However, in the same fields of endeavor of electrical heating and using catalysts to convert fuel gases, Lee teaches wherein the resistive heating element (electrode 34, fig. 1A) includes therein a solid mixture (mixed powder precursor 22, fig. 1A) formed from the conductive ceramic-based material (relying on the MoSi2 compound taught by Ploeg) and the catalytic component (metal-containing catalyst 16, fig. 1A).
Therefore, it would have been obvious to one having ordinary skill in the art before the effective filing date to modify the invention of Aasberg-Petersen/Ploeg, in view of the teachings of Lee, by forming a mixed powder that includes a metal-containing catalyst, as taught by Lee, that also includes the MoSi2 compound, as taught by Ploeg, in order to enhance the electrocatalytic activity of the oxygen reduction reactions caused by the electrodes for the advantage of higher current density at a lower overpotential, i.e., a higher reaction efficiency because of the presence of the catalyst (Lee, column 6, lines 45-63 and column 8, line 63-column 9, line 4).
Regarding claim 28, Aasberg-Petersen teaches wherein the catalytic component is present on an external surface of the inside of the at least one continuous channel (the catalytically active material is located on the inner walls 75 that are inside the structure catalyst, page 33, lines 7-14 and fig. 6).
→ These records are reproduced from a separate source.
Issue #7544, opened 2026-01-29
Performance issue in liq 5.0.1


mhockett:
### Search first

- [x] I searched and no similar issues were found

### Description

I recently upgraded from 4.29.2 to 5.0.1
We are seeing increase in time spent processing changesets and even in some cases executing the sql,  in both oracle and postgres.
I noticed that stripComments is not working, unless the log is just printing out the whole changeset and not what is parsed. I also noticed more time ( up to 3 milliseconds more) between ChangelogParserFactory and the updateNullChecksums , specifically in the FormattedSqlChangelogParser. That may not sound like much but for large enterprise builds it adds up. Our nightly build went from 40 minutes to over 2 hours. I have had to revert back to 4.29.2.
 

### Steps To Reproduce

I created a demo in my liquibase java example repo 
https://github.com/mhockett/liquibase_java_example

There are instructions for running in the readme.  You may need to run the two scripts to set up the schema and initial databasechangelog table. 
My demo shows there is time difference between the 4.29.2 and 5.0.1 version, although my test is very small it can still show the time difference. 

Look at the logs oracleLog501.log and oracleLog4292.log and compare 
also at logs postgresLog501.log and postgresLog4292.log 

I created two changesets. One with strip comments false and the other true.  The 501 version does not strip the comments, or at least it does not in the log.  The other is the time difference which is reported at the end of the log.  

### Expected/Desired Behavior

same or near same execution time.

### Liquibase Version

5.0.1

### Database Vendor & Version

Postgre 17.6 and Oracle 19C

### Liquibase Integration

maven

Regarding claim 30, Aasberg-Petersen teaches a method of forming the product as recited in claim 1, the method comprising: fabricating the resistive heating reactor using, at least in part, an additive manufacturing technique (“the macroscopic structure is 3D printed a metal additive manufacturing melting process,” page 5, lines 18-19), wherein the resistive heating reactor comprises the conductive material (the macroscopic structures 5 are made of electrically conductive material,” page 29, line 13) and the catalytic component (“catalytically active material,” page 28, line 26), wherein the resistive heating reactor has an operating temperature in a range of greater than about 100 ° C to 1500 ° C (“the temperatures of the structured catalyst may reach up to about 1300° C,” page 10, line 29).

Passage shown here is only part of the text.